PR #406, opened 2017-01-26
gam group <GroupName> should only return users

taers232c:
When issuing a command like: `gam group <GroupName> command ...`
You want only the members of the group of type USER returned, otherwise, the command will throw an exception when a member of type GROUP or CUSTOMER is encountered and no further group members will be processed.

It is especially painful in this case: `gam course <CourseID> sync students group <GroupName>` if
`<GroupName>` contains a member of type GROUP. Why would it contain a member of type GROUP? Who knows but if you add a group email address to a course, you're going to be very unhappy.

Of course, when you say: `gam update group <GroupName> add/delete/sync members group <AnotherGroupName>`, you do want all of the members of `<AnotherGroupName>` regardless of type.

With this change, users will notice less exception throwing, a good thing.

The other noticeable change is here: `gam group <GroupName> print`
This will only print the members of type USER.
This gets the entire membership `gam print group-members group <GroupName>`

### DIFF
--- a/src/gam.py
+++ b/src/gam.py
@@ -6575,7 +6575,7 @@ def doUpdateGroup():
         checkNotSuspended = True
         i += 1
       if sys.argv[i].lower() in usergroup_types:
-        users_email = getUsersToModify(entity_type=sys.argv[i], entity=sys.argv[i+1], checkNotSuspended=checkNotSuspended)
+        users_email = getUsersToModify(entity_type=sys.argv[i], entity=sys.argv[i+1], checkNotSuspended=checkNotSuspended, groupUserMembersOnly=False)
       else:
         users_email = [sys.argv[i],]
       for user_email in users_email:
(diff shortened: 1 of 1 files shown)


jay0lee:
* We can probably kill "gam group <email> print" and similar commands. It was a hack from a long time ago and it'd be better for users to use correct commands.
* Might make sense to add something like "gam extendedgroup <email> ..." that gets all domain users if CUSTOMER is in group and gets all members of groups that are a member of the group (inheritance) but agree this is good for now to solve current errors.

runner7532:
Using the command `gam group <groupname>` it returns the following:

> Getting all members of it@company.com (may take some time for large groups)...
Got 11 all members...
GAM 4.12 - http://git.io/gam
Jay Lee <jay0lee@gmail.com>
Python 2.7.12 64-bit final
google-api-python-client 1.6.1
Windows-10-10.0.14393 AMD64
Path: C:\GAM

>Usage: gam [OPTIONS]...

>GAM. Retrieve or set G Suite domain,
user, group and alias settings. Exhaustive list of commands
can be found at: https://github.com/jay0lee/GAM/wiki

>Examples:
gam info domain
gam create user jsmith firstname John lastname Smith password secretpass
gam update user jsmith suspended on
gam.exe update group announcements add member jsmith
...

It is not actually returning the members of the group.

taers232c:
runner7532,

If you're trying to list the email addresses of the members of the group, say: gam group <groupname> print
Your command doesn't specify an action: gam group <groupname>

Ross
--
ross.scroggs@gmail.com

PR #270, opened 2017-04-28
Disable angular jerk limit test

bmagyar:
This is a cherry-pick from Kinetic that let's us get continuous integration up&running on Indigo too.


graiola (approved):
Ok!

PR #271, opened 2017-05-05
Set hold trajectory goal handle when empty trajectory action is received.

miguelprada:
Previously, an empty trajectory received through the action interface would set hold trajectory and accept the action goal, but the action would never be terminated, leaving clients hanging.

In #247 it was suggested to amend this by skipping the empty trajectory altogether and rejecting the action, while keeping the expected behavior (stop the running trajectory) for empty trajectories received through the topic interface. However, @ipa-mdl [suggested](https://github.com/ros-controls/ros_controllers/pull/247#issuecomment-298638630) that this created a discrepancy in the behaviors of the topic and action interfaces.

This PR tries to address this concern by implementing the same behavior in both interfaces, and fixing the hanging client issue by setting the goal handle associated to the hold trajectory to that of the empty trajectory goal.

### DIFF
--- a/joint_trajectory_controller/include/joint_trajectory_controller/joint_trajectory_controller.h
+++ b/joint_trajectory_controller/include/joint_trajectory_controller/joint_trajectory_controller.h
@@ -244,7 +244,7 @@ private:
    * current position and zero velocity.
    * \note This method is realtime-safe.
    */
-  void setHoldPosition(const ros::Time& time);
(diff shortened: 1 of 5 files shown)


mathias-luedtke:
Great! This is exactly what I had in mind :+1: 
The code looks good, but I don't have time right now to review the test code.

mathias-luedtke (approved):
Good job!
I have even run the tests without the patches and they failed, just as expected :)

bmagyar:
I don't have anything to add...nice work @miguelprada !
+ + + +
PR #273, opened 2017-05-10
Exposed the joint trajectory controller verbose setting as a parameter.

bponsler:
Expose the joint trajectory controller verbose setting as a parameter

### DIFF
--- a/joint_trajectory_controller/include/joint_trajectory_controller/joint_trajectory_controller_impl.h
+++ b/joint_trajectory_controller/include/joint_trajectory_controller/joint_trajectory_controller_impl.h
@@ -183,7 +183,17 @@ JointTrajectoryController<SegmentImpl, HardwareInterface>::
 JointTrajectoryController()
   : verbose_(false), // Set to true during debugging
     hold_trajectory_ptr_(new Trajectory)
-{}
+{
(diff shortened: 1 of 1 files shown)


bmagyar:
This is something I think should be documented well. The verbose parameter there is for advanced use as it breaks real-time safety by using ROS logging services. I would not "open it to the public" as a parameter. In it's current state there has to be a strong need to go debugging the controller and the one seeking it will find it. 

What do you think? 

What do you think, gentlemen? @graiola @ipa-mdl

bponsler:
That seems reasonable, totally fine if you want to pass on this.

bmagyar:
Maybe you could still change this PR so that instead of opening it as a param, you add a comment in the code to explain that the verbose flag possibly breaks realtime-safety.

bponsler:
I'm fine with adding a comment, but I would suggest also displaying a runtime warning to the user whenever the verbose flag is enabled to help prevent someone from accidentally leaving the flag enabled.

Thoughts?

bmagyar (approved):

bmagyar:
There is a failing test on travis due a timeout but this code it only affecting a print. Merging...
+ + + +
### Task directions
Transcribe, exactly and without additions, the lines of the records above, beginning with the line that contains "PR #271, opened 2017-05-05" and ending with the line that contains "Previously, an empty", both included.

### Answer space
PR #271, opened 2017-05-05
Set hold trajectory goal handle when empty trajectory action is received.

miguelprada:
Previously, an empty trajectory received through the action interface would set hold trajectory and accept the action goal, but the action would never be terminated, leaving clients hanging.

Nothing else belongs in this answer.